The contrast between these two worldviews could not be more stark. The classical liberals believed the state should be the servant of free men. The 20th century left believed that men should serve the state. The results are in. The 20th century was the century of economic instability, depression and war. The 19th century was the century of price stability, economic growth and relative international peace. The 20th century was the century of dictatorship and genocide on an unimaginable scale ― with 125 million people killed by their own governments! The 19th century was a century of liberation and increasing personal freedom.

By the last quarter of the 20th century, people all over the world realized that a huge mistake had been made. Communism was dismantled almost everywhere. Countries began instituting the flat tax, private social security accounts and even school vouchers. They began privatizing, deregulating and freeing up markets.

There are still some intellectual holdouts, however.
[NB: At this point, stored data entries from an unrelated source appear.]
Issue #1913, opened 2025-04-30
[Bug] (k8s + sessions) The Job PODs can't reach their corresponding Node proxy in the dev-environment


hcadavid:
In the dev environment, multiple Nodes are deployed in the same POD, hence this POD provide access to each one's proxy using a different IP Port. For the Job PODs of each node to reach their corresponding proxy, the Node-Service POD must enable the same ports.

However, the Service is configured to expose only the default port. More importantly, the proxy ports for a second or a third Node are defined randomly: when creating the node, if the default port is used by another process (in this case, the first node), it choses a random one:

https://github.com/vantage6/vantage6/blob/2927a88327c862e3bf67a52edbedcaa381b2c5c4/vantage6-node/vantage6/node/__init__.py#L199

Given this, it is not posible to define which ports need to be forwarded on the Node-Service POD when creating it. 

This is an issue for the dev environment, where multiple nodes are created in the same POD, but will also be a problem on a real setup when the allocation of the default port fails, as the Node-Service POD is statically configured to forward the default port.

PR #1914, opened 2025-04-30
Enabling communication between the Jobs and their corresponding Node proxy

hcadavid:
These changes address issue #1913, by replacing the use of randomly generated port numbers with a fixed set of ports:

_Like in the original V6-node, in the new one you can configure the port that will be used for the proxy (PROXY_SERVER_PORT). The problem is, when the allocation of this default port fails (e.g., because it is being used by other process) a random one is chosen._ 

_The dev-environment is using this feature to spin multiple nodes within the same POD, without a ports conflict (so it always has one v6-node with the default port, and N-1 v6-nodes with random ones). However, with exception of the v6-node no.1, these nodes are not reachable by their corresponding jobs anyway, as the Node-service doesn't have such random ports enabled for forwarding. This is a -provisional- workaround to fix this by switching from random ports to pre-defined ones._

This solution implies:

- There should be a limit on the number of nodes that can be setup on the dev. environment .
- This limit correspond to the number of ports defined on `charts/node/values.yaml`, which in turn correspond to the list of fixed ports on globals.DEV_NODES_PREDEFINED_PORTS
- In general, for consistency, there should be a strong constraint on the availability of these ports. That is, the alternative ones would be used only if a previous one was used by another Node. Not having the default port during the startup should make the node to fail -so it is responsibility of the person doing the setup to either release the port or to change the value of the default one.

Another alternative may be creating a POD for each Node on the dev environment, so that the default port can always be used regardless of the number of Nodes, but I'm not sure how complex this change would be.

I used [this algorithm](https://github.com/hcadavid/v6-sessions-k8s-diagnostics/blob/9dbb7e4458c817a2553e184206eb7d0bd8d2304c/v6-session-basics/partial.py#L192) to test that each job can reach the Node-proxy API with the FQDN and proxy port given to them .

@frankcorneliusmartin @bartvanb could you give me your thoughts on this?

### DIFF
--- a/charts/node/templates/node-deployment.yml
+++ b/charts/node/templates/node-deployment.yml
@@ -27,7 +27,7 @@ spec:
         image: {{ .Values.node.image }}
         env:
         - name: PROXY_SERVER_PORT
-          value: "{{ .Values.node.proxyPort }}"
+          value: "{{ (index .Values.node.proxyPorts 0).port}}"
         command: ["vnode-local", "start", "-c", "/app/config/config.yml", "--dockerized"]
         volumeMounts:
         - name: task-files-root
--- a/charts/node/templates/node-service.yml
+++ b/charts/node/templates/node-service.yml
@@ -8,16 +8,9 @@ spec:
 {{ include "node.matchLabels" . | indent 4 }}
     component: node
   ports:
-    # These ports must match ones defined on DEV_NODES_PREDEFINED_PORTS
-    - name: node1
+{{- range .Values.node.proxyPorts }}
+    - name: {{ .name }}
       protocol: TCP
-      port:  7654
-      targetPort:  7654
-    - name: node2
-      protocol: TCP
-      port:  6171
-      targetPort:  6171
-    - name: node3
-      protocol: TCP
-      port:  3986
-      targetPort:  3986
+      port: {{ .port }}
+      targetPort: {{ .targetPort | default .port }}
+{{- end }}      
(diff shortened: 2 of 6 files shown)


bartvanb:
If we can prevent limiting the number of nodes in a dev env that would have my preference. And also, I'm wondering if we don't need to know the port once we go for a real deployment?

Maybe we can make the proxy port a configuration option? Then in de dev env we could set it up by assigning a random port to the node configuration file and the node would just get it from the config.

(Note that if we go that route we should take care that @frankcorneliusmartin also takes this into account when replacing the config with environment variables)

hcadavid:
> Maybe we can make the proxy port a configuration option? Then in de dev env we could set it up by assigning a random port to the node configuration file and the node would just get it from the config.

Sounds like a a good option! This would also require passing the list of ports to `load-basic-fixtures.py` as an argument.

Considering this, and for consistency, it would also be important to remove the port allocation-retries from the node:

https://github.com/vantage6/vantage6/blob/2927a88327c862e3bf67a52edbedcaa381b2c5c4/vantage6-node/vantage6/node/__init__.py#L195-L201

Regardless of the dev-environment problem, I think a sys-admins would prefer the proxy-port setting to be consistent in a production environment (and not having this randomly assigned ports). If the v6-node fails because of an already allocated port, this is something worth to make the node process to fail (instead of continue with the random port) and to pay attention on what's going on (e.g., another node may be already running).

@frankcorneliusmartin what do you think?

hcadavid:
I'm closing this PR, a different approach was succesfully implemented and tested on https://github.com/vantage6/vantage6/pull/1945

Inevitably, they are reactionaries ― seeking a return to the failed policies of the past.

New York Times columnist Paul Krugman writes longingly about the post-World War II years when the highest marginal tax rate was 91 percent, when far more workers were in labor unions and when government regulation was pervasive. (Did you know that in those years the government would not allow a bank to pay you interest on your checking account balance, dictated what interest rate they could pay on your savings account and prohibited the average citizen from even buying a Treasury bill?) Krugman also pines wistfully about the Roosevelt years, when the federal government tried to immitate Italian fascism by forcing every industry and trade to form cartels and set prices and output in virtually every market ― just like the medieval guilds.

Sorry, this is not serious thinking in anyone’s book.